Sunday, 31 May 2020

Welcome back

It made quite a change to have a real bit of news on TV last night – the launch of Mr. Musk’s space taxi with a pair of NASA astronauts as fares. Where the Russians go wrong is not letting the world see their launches in case something goes horribly wrong and dents the image of the Putinocracy.

Credibility zero

There’s nothing the criminal community loves more than any old excuse for a spot of looting and arson. And the mobs in the USA have the cheek to talk about justice while rocks and bottles are flying and businesses and buildings are going up in flames.

Flim-flan?

“It’s the diet that could save your life”, claims the puff in the Daily Mail for a doctor with a book to flog. But if it doesn’t save your life, hard luck? So much for Dr. Mike’s corona cookbook.

Sounds of normality

I heard an ambulance siren yesterday – something that used to be common before all the trouble started. That’s going to be one of the indicators of normality’s return – the usual level of ambulances dashing about and needing to use a siren to get a clear spot of road.

Saturday, 30 May 2020

That’s fair

The best reaction to the Dominic Cummings Affair I’ve heard is that anyone else can do what he did in exactly the same circumstances.

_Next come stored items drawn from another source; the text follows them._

PR #7048, opened 2021-12-06
Cache GameRule.Key's id's hashCode

rafaelsms:
It is used every random tick and mob spawn for map retrieval. Over a long period of time, it starts to add up on spark. Memory impact is small as there is only a few game rules.


kennytv:
Can you provide the spark profile? Strings already cash hash codes with nothing more than an extra `== 0` check...

rafaelsms:
I made this a while ago, didn't submit it to git though. So I don't know which spark profile I was looking.

Didn't know Strings already cached hash codes! I guess we can close it now.
Perhaps the spark's `GameRule.map.get(...)` made me believe the reason was recalculating hashCode() every time on HashMap#get.

PR #7049, opened 2021-12-06
Optimize despawn when no player nearby

rafaelsms:
I don't believe there is a reason to calculate distance here. We should discard the entity since there is no valid player on the level close enough to keep the entity alive.


Titaniumtown (approved):
This patch has been personally working well for me. Maybe worth looking at?

electronicboy:
This should go into the existing patch there

rafaelsms:
Will update the PR fixing this. Sorry for not closing/updating this earlier, I was busy.
Edit: the city I am currently in has a congested internet connection, this is taking way longer than what I expected

```
<=========----> 73% EXECUTING [16m 37s]
> :downloadSpigotDependencies
```

Edit: fixed it :)

mexiscool:
I don't have time to test it but I have a question. Does this make it if there are not players for example in the nether and hostile mobs get sent from the overworld to the nether trough a portal. Do they then instantly despawn in the nether or not? In vanilla if there are no players in a dimension and hostile mobs are loaded they do not despawn until a player goes into the overworld and is further away than 128 distance. Just asking to be sure.

electronicboy:
anilla doesn't tick empty worlds, craftbukkit and forks do; This patch is100% irrelevant here and just optimises existing behavior

mexiscool:
Nether portal chunkloaders can keep chunks loaded indefinitely without players

electronicboy:
which is irrelevant here

PR #7050, opened 2021-12-06
Fix simulation distance

rafaelsms:
Previously some block ticking was occurring outside of simulation distance and tickChunks was called only for entity ticking chunks, which is 1 chunk radius lower than block ticking chunks.

Also, I renamed viewDistance to distance on AreaMap, but now I don't think it is necessary. I am not very good with patches and git, so I don't know how to merge this and upstream/master since this PR breaks some patches (I used rebuild patches).

The git commit message about low TPS was fixed by allocating more ram (who knew, Xmx=1GB is not enough for 32 view distance even for debugging!)


rafaelsms:
I'll just redo the patches... I tried merging and I am sure I'm doing something wrong

MiniDigger:
if you need help be sure to ask in #paper-dev, we are happy to assist!

PR #7053, opened 2021-12-06
Fix ticking distances (mob spawn range, entity, chunk and block ticking distances)

### LINKED ISSUE #7054: [1.18] Simulation distance behaves differently than vanilla
### Expected behavior

The various forms of ticking (block, fluid, entity, etc) to be respected when simulation distance is set (and behave closer to vanilla)

### Observed/Actual behavior

Some forms of ticking (such as fluids and redstone) happen regardless of simulation distance with Paper, which is not the same behavior as Vanilla.

### Steps/models to reproduce

I found it easier to demonstrate and explain the issue with voice over and a video

Vanilla behavior: https://www.youtube.com/watch?v=XY8AQFoaT0w

Paper behavior: https://www.youtube.com/watch?v=kABeLz6tcf8

### Plugin and Datapack List

No plugins or datapacks - all testing was done with a fresh instance of Vanilla and Paper.

### Paper version

This server is running Paper version git-Paper-55 (MC: 1.18) (Implementing API version 1.18-R0.1-SNAPSHOT) (Git: 0e25db2)

### Other

It looks like #7053 might address this issue? (edit: maybe not) I have not tested aforementioned PR.

It's also worth noting that it's quite odd that vanilla has the entity ticking and other forms of ticking be offset by a chunk from each other... I would expect simulation distance to apply to all forms of ticking equally just like leafs no-tick. I question if maybe Paper should make simulation distance behave better in this regard? (although if no-tick is coming back, might be pointless)

rafaelsms:
* Mob spawn range: trackers have been updated to use Spigot's mob spawn range instead of MOB_SPAWN_RANGE (static value of 8)
* Mob spawn range is still limited to 8 chunks max, but now we either limit it by the view distance or the simulation distance, the greatest of both
* Trackers that used view distance have been replaced with simulation distance (such as ticking blocks and entities) as we would only iterate through more chunks without any benefit
* Chunk ticking now uses the maximum range between mob spawn and chunk ticking (which uses simulation distance), it'll check only one condition and assume the other one
  - for example, if mob spawn > simulation distance, we will iterate every chunk in mob spawn range, but we will only check if we should tick on those chunks
  - if mob spawn < simulation distance, we will iterate every chunk in simulation distance, but we will only check if we should spawn mobs on those chunks
* Entity activation is already updated by Spigot's ActivationRange, which is limited by simulation distance
* Entity ticking already checks chunk's ticking tracker


patches/server/0829-Use-simulation-distance-on-block-and-chunk-ticking-f.patch
```diff
@@ -0,0 +1,225 @@
...
+-
+     private CompletableFuture<Either<List<ChunkAccess>, ChunkHolder.ChunkLoadingFailure>> getChunkRangeFuture(ChunkPos centerChunk, int margin, IntFunction<ChunkStatus> distanceToStatus) {
+         List<CompletableFuture<Either<ChunkAccess, ChunkHolder.ChunkLoadingFailure>>> list = new ArrayList();
+         List<ChunkHolder> list1 = new ArrayList();
+@@ -1791,7 +1783,7 @@ public class ChunkMap extends ChunkStorage implements ChunkHolder.PlayerProvider
+                 }
+             }
+         } else {
+-            final double range = (DistanceManager.MOB_SPAWN_RANGE * 16) * (DistanceManager.MOB_SPAWN_RANGE * 16);
++            final double range = (level.spigotConfig.simulationDistance * 16.0) * (level.spigotConfig.simulationDistance * 16.0);
```
rafaelsms, line 75: this is executed when reducedRange = false, which is removed from the code now (after this patch, reducedRange = true always)

rafaelsms:
#7054 will be fixed by this PR (edit: I don't know how to link issues)

electronicboy:
modifications to existing patches should be made in those patches rather than creating an additional one

rafaelsms:
> modifications to existing patches should be made in those patches rather than creating an additional one


Ok! I'll try to do it later. The last time I tried, I couldn't get it to rebuild patches correctly from the commits and some changes were left out in some patches. I'll try to do it again more cleanly this time. Any tip would be appreciated.

rafaelsms:
Well, the block ticking issue was fixed by Spottedleaf (758e2a7), so I will close this as my changes are a little bit hash on vanilla working.

PR #7055, opened 2021-12-07
Fix multiple ItemStack array nullability mistakes

MrPowerGamerBR:
`setContents` requires non null ItemStacks, so, if you want to restore an inventory's content, it is kinda messy:
```kotlin
val inventoryContents = player.inventory.contents // Array<ItemStack?>
player.inventory.setContents(inventoryContents) // doesn't work because it requires a Array<ItemStack>
player.inventory.setContents(inventoryContents.map { it ?: ItemStack(Material.AIR) }.toTypedArray())
```

This PR changes `setContents(...)` to match the `getContents()` return type.

Here's the discussion about this on Paper's Discord server: https://canary.discord.com/channels/289587909051416579/555462289851940864/917552139650351144

### DIFF
--- a/patches/api/0175-Fix-Spigot-annotation-mistakes.patch
+++ b/patches/api/0175-Fix-Spigot-annotation-mistakes.patch
@@ -105,8 +105,31 @@ index 2ff1b1308571d8f8056d3359e8a8ba4a589c3726..e669ad8ecd182c6899c7820414e6ee1f
      @NotNull
      public int[] getExpLevelCostsOffered() {
          int[] levelOffers = new int[offers.length];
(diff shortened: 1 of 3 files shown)


Machine-Maker:
You seem to have accidentally moved an api method out of one patch and into another.

MrPowerGamerBR:
> You seem to have accidentally moved an api method out of one patch and into another.

Yeah noticed that after making the PR, ended up editing a newer version of the Inventory class and that ended up happening, fixing that asap

kennytv (approved):

electronicboy (approved):

PR #7058, opened 2021-12-07
Add EntityPushedByEntityEvent (#5886)

### LINKED ISSUE #5886: Hitting a TNT Minecart does not trigger EntityKnockbackByEntityEvent
### Expected behavior

I melee a TNT Minecart with a knockback 2 sword and expect my message listening on EntityKnockbackByEntityEvent to print out the EntityTypes of both #.getEntityType() and #.getHitBy().getEntityType(). (The event should trigger properly.)

### Observed/Actual behavior

No message is printed out because hitting a TNT Minecart (or regular minecart) does not trigger EntityKnockbackByEntityEvent. Also tested with a punch bow on mobs (does trigger) but does not trigger on the Minecart.

### Steps/models to reproduce

Listen on EntityKnockbackByEntityEvent and print a message any time event is fired with the entitytype of the hit entity. Hit a TNT Minecart or regular minecart.

### Plugin list

ApolloUHC (my custom plugin)

### Paper version

git-Paper-"3d43c5e"

### Agreements

### Other

Using a knockback sword better shows the minecart getting knocked back. Spam click the minecart so that it does not break immediately.

aerulion:
*Edit:
Since the EntityKnockbackByEntityEvent can't be reused on non-living entities due to being implemented with the use of the LivingEntity interface, this PR adds a new EntityPushedByEntityEvent that does get called on collision pushes as well as pushes caused by an entity attack. These two cases can be distinguished by the PushReason enum.  Closes issue #5886.

This is my first time working with patches, so I have no idea if I did it correctly. Please tell me if I did something wrong, and I will try to fix it as fast as I can.


patches/api/0114-Add-EntityKnockbackByEntityEvent.patch
```diff
@@ -65,8 +64,8 @@ index 0000000000000000000000000000000000000000..9efecabab813f575bb447a356e5e7e95
 +     */
 +    @NotNull
 +    @Override
-+    public LivingEntity getEntity() {
-+        return (LivingEntity) super.getEntity();
++    public Entity getEntity() {
++        return super.getEntity();
```
Machine-Maker: You can't do this to the API. what if a plugin is using this event and is relying on this method returning a LivingEntity, as the contract currently states. but you change it to an entity (which I think is an ABI break), and suddenly the plugin is gonna have all sorts of problems.

Machine-Maker (changes requested):
I don't think you can re-use this event for non-LivingEntitys. The event probably should've been created without using the LivingEntity interface, but that didnt happen.

aerulion:
Thank you for the review. I understand that changing existing API in that way is something that shouln't be done. Sorry for the inconvinience. In this case, would it be reasonable to implement new event like a "EntityPushEntityEvent"? That would be a bit misleading in my opinion since it is only fired when pushed by attacking, and only covers entities that aren't covered by the existing one.

aerulion:
I hope implementing this new event provides a better solution to the initial problem. I implemented the event not only for pushes by attack, but also for collisions, since I think it less misleading and generally more useful in this way. Furthermore, I hope this doesn't have a negative impact on performance, since the event gets called quite often.

PR #7061, opened 2021-12-08
Expand Panda API

Owen1212055:
Allows you to play with some of the animations that pandas have.

Such as...
Sitting
image
On back
image
Rolling
https://user-images.githubusercontent.com/23108066/145124804-de6c8fb9-b9b2-4da8-818a-950e9699a110.mp4
and more!

Currently sneezing has a tick and boolean statement, as I am not sure this is supported, but negative numbers work fine when "sneezing"... IDK if this behavior should be kept or not but it's funny.
https://user-images.githubusercontent.com/23108066/145125032-048fe4e4-a4a5-4f3e-b536-58b92bdd1e93.mp4

### DIFF
--- a/build-data/paper.at
+++ b/build-data/paper.at
@@ -221,6 +221,8 @@ public net.minecraft.world.entity.animal.Fox isDefending()Z
 public net.minecraft.world.entity.animal.Fox setDefending(Z)V
 public net.minecraft.world.entity.animal.Fox isFaceplanted()Z
 public net.minecraft.world.entity.animal.Fox setFaceplanted(Z)V
+public net.minecraft.world.entity.animal.Panda getEatCounter()I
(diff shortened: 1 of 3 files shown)


MiniDigger:
I am not sure about the documentation, while its very detailed, it might be too implementation specific? if mojang changes any of these numbers we will be provided outdated and invalid info :/
what do others think?
else looks good

electronicboy (approved):
I agree. with Mini, I'm not fond of vanilla impl detail being in the docs outside of urgent need, given that this documentation is rarely ever updated when it's added

provisionally approved

Owen1212055:
Thanks, point understood. I removed that documented behavior.

Machine-Maker (approved):
Tested all the various new methods, and they work as expected.

PR #7069, opened 2021-12-10
Update Log4J

darbyjack:


electronicboy (approved):

patches/server/0831-Bump-log4j-to-snapshp.patch
```diff
@@ -0,0 +1,34 @@
...
+
+diff --git a/build.gradle.kts b/build.gradle.kts
+index 5678a9f8d2aa8a7afbc5729570ec297b12acf75d..e6b4d8ca94f670dd969d28d3274f08223e140c36 100644
+--- a/build.gradle.kts
++++ b/build.gradle.kts
+@@ -14,6 +14,9 @@ repositories {
+     maven("https://maven.fabricmc.net/") {
+         mavenContent { includeModule("net.fabricmc", "mapping-io") }
+     }
++    maven("https://repository.apache.org/content/groups/snapshots/") {
```
jpenilla: This needs to go in libraryRepositories in the root build file as well.

jpenilla (changes requested):
Should check whether `com.lmax:disruptor` should be bumped as well.

Also need to look into whether https://github.com/PaperMC/Paper/blob/master/patches/server/0717-Set-AsyncAppender-dispatch-thread-to-be-a-daemon-thr.patch should be dropped

jpenilla (approved):

clrxbl:
Log4J 2.15.0 is releasing, shouldn't we move to that?

electronicboy:
is it out yet?

clrxbl:
https://github.com/apache/logging-log4j2/pull/608#issuecomment-990474429

Seems like it might take a few hours, but it might be worth waiting for the full release instead of moving to snapshots right now. (especially with the fix already in Paper)

electronicboy:
fix is missing a few expects, hence snapshot; Will take them a few hours to release and then a few hours to propagate often, easy to just go for it and update post that

ken-kentan:
Do you have a plan to backport this update to 1.17.1?

darbyjack:
Working on that right now!

Luca-Guettinger:
Is there a plan to backport this update to 1.15.2?

ghost:
if you need to mitigate the log4j exploit below 1.18, you can follow the instructions over [here](https://www.minecraft.net/en-us/article/important-message--security-vulnerability-java-edition)

kennytv:
The legacy builds have already been updated. See the Minecraft post for further information or just use Vanilla clients/recently updated mod loaders.

PR #7081, opened 2021-12-10
Add translation keys to GameMode enum

Machine-Maker:
GameMode's really have two associated translation keys, a longer form (one that includes the "Mode" word at the end) and a shorter form. The short form is only used on the client, so I opted for the long format to be default via the `Translatable` interface, but added two methods for clarity.

### DIFF
--- a/patches/api/0220-Add-methods-to-get-translation-keys.patch
+++ b/patches/api/0220-Add-methods-to-get-translation-keys.patch
@@ -86,6 +86,38 @@ index 4a97e73ce59c0eee77661967f1d3ac23508aae3e..d543b2b6aa131efec9b978d0b71a228f
      }
  
      /**
+diff --git a/src/main/java/org/bukkit/GameMode.java b/src/main/java/org/bukkit/GameMode.java
+index 938c3217f92e6d3ef9a637269c469f8359af6347..ef49495909a37d718a87d5dfbcd644d46e27fa88 100644
+--- a/src/main/java/org/bukkit/GameMode.java
++++ b/src/main/java/org/bukkit/GameMode.java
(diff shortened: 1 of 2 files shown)


patches/api/0222-Add-methods-to-get-translation-keys.patch
```diff
@@ -85,6 +85,63 @@ index 4a97e73ce59c0eee77661967f1d3ac23508aae3e..d543b2b6aa131efec9b978d0b71a228f
...
++    }
++
++    /**
++     * Gets the shorter format translation key.
++     *
++     * @return the short form key
++     */
++    public @org.jetbrains.annotations.NotNull String shortTranslationKey() {
++        return "selectWorld.gameMode." + this.name;
++    }
```
kashike: Not a fan of this method - this is using a very specific translation key (for a client-side screen).

Machine-Maker: Why can’t it have a method? It’s a valid translation key. I’m pretty sure there are other translationckey methods that return things only used on the client.

kashike: It's not the fact that it's something only used by the client, but the fact that it's a very specific screen's translation keys.

Machine-Maker: I can change the method name or javadoc to mention that. But since it *is* a key based on the game mode name, I think it should be exposed.

Prob need some more people to chime in.

Owen1212055: I don't think it hurts to have.
However, I think that you should add an English example in the javadocs of what differentiates the longer vs shorter version.

Spectator / Spectator Mode

electronicboy (approved):

PR #7083, opened 2021-12-11
Update Cache palette array to 1.18

NoahvdAa:
1.18 allows palette arrays to have different lengths than 4096, so I figured it'd make sense to move the cached palette array into the strategy/provider.

CCing @PaulBGD since he made this patch and knows a lot more about chunk palettes than I do.


kennytv (changes requested):
Nope, that is very wrong

Spottedleaf:
I have very significant doubts about this patch being remotely effective on this version anymore. Unless you have shown you have put in the effort to prove that it is effective, this will remain closed

NoahvdAa:
I assumed it would still be necessary because of the comment on the patch, I should've done more testing, my bad

PR #7085, opened 2021-12-11
Add Movement Direction API

Owen1212055:
This API is a bit niche... but it does have use cases especially for trying to implement mounting with full WASD controls.
This basically exposes the raw movement directions that entities use when moving in a direction.

Certain entities can move sideways, for example, skeletons.
However, when these values are not updated they are still ticked and it causes them to get smaller and smaller
image

I would like opinions on how to document this.


Owen1212055:
Still gonna let this hang around, unless it's too much of a niche api.

ryantheleach:
Is this effectively a 'velocity' of sorts? e.g. it represents the mobs move intention, but decays/smooths due to a 'friction' until reaching 0?

Edit: I'm not expert, but after some googling I found the term desiredVelocity being used elsewhere in game development.

https://docs.unity3d.com/ScriptReference/AI.NavMeshAgent-desiredVelocity.html

https://forums.unrealengine.com/t/set-velocity-on-character-movement/28143/2

If it's modifying the velocity by an offset, that would be a force or impulse of some kind.

Owen1212055:
> Is this effectively a 'velocity' of sorts? e.g. it represents the mobs move intention, but decays/smooths due to a 'friction' until reaching 0?
> 
> Edit: I'm not expert, but after some googling I found the term desiredVelocity being used elsewhere in game development.
> 
> https://docs.unity3d.com/ScriptReference/AI.NavMeshAgent-desiredVelocity.html
> 
> https://forums.unrealengine.com/t/set-velocity-on-character-movement/28143/2
> 
> If it's modifying the velocity by an offset, that would be a force or impulse of some kind.

I apologize for not responding sooner, I missed this. Yes, it represents a sort of velocity, and can basically be represented as "how much does an entity want to move foward/sideways".

This is usually used for things like player mounts as well, for determining how much forward/sideways the entity should move.

kennytv:
Should maybe use a vector instead?

Machine-Maker (approved):

lynxplay (approved):

PR #7089, opened 2021-12-11
Schoolable Fish API

Owen1212055:
image

This isn't exposed in any form currently, as a result, this adds a new ``SchoolingFish`` class which a couple of fish implement.


patches/api/0346-Schooling-Fish-API.patch
```diff
@@ -0,0 +1,92 @@
...
++     */
++    int getSchoolSize();
++
++    /**
++     * Gets the fish that this entity is currently following.
++     *
++     * @return following fish
++     */
++    @Nullable
++    SchoolingFish getCurrentFollowedFish();
```
MiniDigger:
```suggestion
+    SchoolingFish getCurrentlyFollowedFish();
```
english isn't my main lang but this sounds more correct to me?

MiniDigger:
SchoolingFish also sounds wrong to me, but don't have a better name at hand

Owen1212055:
> SchoolingFish also sounds wrong to me, but don't have a better name at hand

What about something like how Minecraft names it, “SchoolableFish”. I’m not sure of any other name.

patches/api/0346-Schooling-Fish-API.patch
yannicklamprecht: Would 
getSchoolFollowTarget()
fit?

Owen1212055:
I renamed the interface and method.

build-data/paper.at
```diff
@@ -289,3 +289,7 @@ public net.minecraft.world.level.levelgen.SurfaceSystem getOrCreateRandomFactory
 
 # Fix removing recipes
 public net.minecraft.world.item.crafting.RecipeManager byName
+
+# Add Schooling Fish API
```
darbyjack: Shouldn't this be changed to Schoolable too? Also, the patch name in general could be renamed to Schoolable.

Owen1212055: Agreed, will do.

Owen1212055: Done

patches/api/0347-Schoolable-Fish-API.patch
```diff
@@ -0,0 +1,92 @@
...
++     */
++    int getSchoolSize();
++
++    /**
++     * Gets the fish that this entity is currently following.
++     *
++     * @return following fish
++     */
++    @Nullable
++    SchoolableFish getCurrentlyFollowedFish();
```
kashike: Why not `getSchoolLeader`?

patches/api/0347-Schoolable-Fish-API.patch
```diff
@@ -0,0 +1,92 @@
...
++     * leader.
++     */
++    void stopFollowing();
++
++    /**
++     * Returns if this fish under normal circumstances can be followed.
++     *
++     * @return can be followed or not
++     */
++    boolean canBeFollowed();
```
jpenilla: seems like the implementation for this will return false when a fish has no followers? also might want to expose the max school size

jpenilla (changes requested):

patches/api/0347-Schoolable-Fish-API.patch
Owen1212055: Correct, it's like this because it determines if other fish are able to follow that fish's school. 
image
It's used in this task, where if the fish doesn't have a leader or can be followed it will try to follow it's leader.

 Also exposed max school size!

patches/server/0840-Schoolable-Fish-API.patch
```diff
@@ -0,0 +1,110 @@
...
+--- /dev/null
++++ b/src/main/java/io/papermc/paper/entity/PaperSchoolingFish.java
+@@ -0,0 +1,59 @@
++package io.papermc.paper.entity;
++
++import net.minecraft.world.entity.animal.AbstractSchoolingFish;
++import org.bukkit.craftbukkit.CraftServer;
++import org.bukkit.craftbukkit.entity.CraftFish;
++
++public class PaperSchoolingFish extends CraftFish implements SchoolableFish {
```
Machine-Maker: Since a new non-interface has been added here to the whole CraftEntity hierarchy, I think it should be added to the massive method in CraftEntity for the creation of new entities.
image

Machine-Maker (changes requested):
I believe this has mob goals API implications because right now the `follow_flock_leader` goal is incorrectly typed to the bukkit `Fish` entity, which includes pufferfish to with said goal does not apply. This change has to be handled in the MobGoalHelper entity class map and the list of goal keys in VanillaGoal

patches/server/0840-Schoolable-Fish-API.patch
Owen1212055: Do I need to update 
image
as well?

Machine-Maker: yeah, I suppose it should be changed there too.

jpenilla (approved):
Not tested, but code looks fine

Owen1212055:
rebased

Machine-Maker (approved):

Lulu13022002 (approved):

Owen1212055:
Rebased and merged into patch

PR #7096, opened 2021-12-12
Remove java 8 and prior reflection code from CustomTimingsHandler

chickeneer:
For some unknown reason this wrong code got triggered for the first time, reported over at
https://github.com/aikar/commands/issues/353

As far as I can tell, this java version detection code has been broken forever. Anyway. Simple explanation on the issue is that it would detect java 17.0.1 as java 0 since the split would have 2 or more. It looks like this was written with the expectation that java.version wouldn't return these minor java versions.

Anyway, here is my fix. Let me know if anyone thinks it needs tweaking.

### DIFF
--- a/patches/api/0006-Timings-v2.patch
+++ b/patches/api/0006-Timings-v2.patch
@@ -3536,10 +3536,10 @@ index 5ca863b3692b2e1b58e7fb4d82f554a92cc4f01e..612958a331575d1da2715531ebdf6b11
 +
 +}
 diff --git a/src/main/java/org/spigotmc/CustomTimingsHandler.java b/src/main/java/org/spigotmc/CustomTimingsHandler.java
-index 44badfedcc3fdc26bdc293b85d8c781d6f659faa..3cbe5c2bb55dead7968a6f165ef267e3e2931061 100644
+index 44badfedcc3fdc26bdc293b85d8c781d6f659faa..123647bb10fc89508437d7a0bd3fd31d58ee7c82 100644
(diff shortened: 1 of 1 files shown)


jpenilla (changes requested):
This looks like it would work, but I can imagine it breaking with some obscure version strings still. My main question though, is that on 1.18, we require Java 17 or newer (and Java 16 on 1.17), so is this check even needed still?

chickeneer:
I think you bring a valid point. It is a paper patch completely here, so I am on board with dropping altogether the <=8 java version check since it should always be false.

jpenilla:
Yeah, I think that would be best.

chickeneer:
The patch diff is absolutely horrible to read. But...
all of the sunReflectAvailable stuff has been removed which was used for version <= 8 compatability. Due to java 17 requirement, the removed code would be constant condition never run by that requirement.

Everything below and including `new AuthorNagException("Deprecated use of CustomTimingsHandler. Please Switch to Timings.of` is unchanged and retained.

The remaining class is quite small now.

jpenilla:
Checking out the code locally I'm noticing that we could possibly use StackWalker to determine the calling plugin, but I think that would be fine as a separate PR, given this PR as is fixes a bug and doesn't change behavior regarding whether the calling plugin will be resolved. (edit: we also print the stacktrace anyways so not sure it's needed with our change to include jar names in stack traces)

jpenilla (approved):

But only in exactly the same circumstances.

Cynically . . .

‘Book now for 2021' the advert in the paper read. ‘Book now to be ripped off again in 2021’ more like, if this year’s experience is anything to go by and there isn’t a vaccine for the Chinese plague available.

Well, I never!

The most interesting thing about sacked Labour leader Oh, Jeremy Corby, 171, is that . . . his hobby is photographing manhole covers. Sounds about right.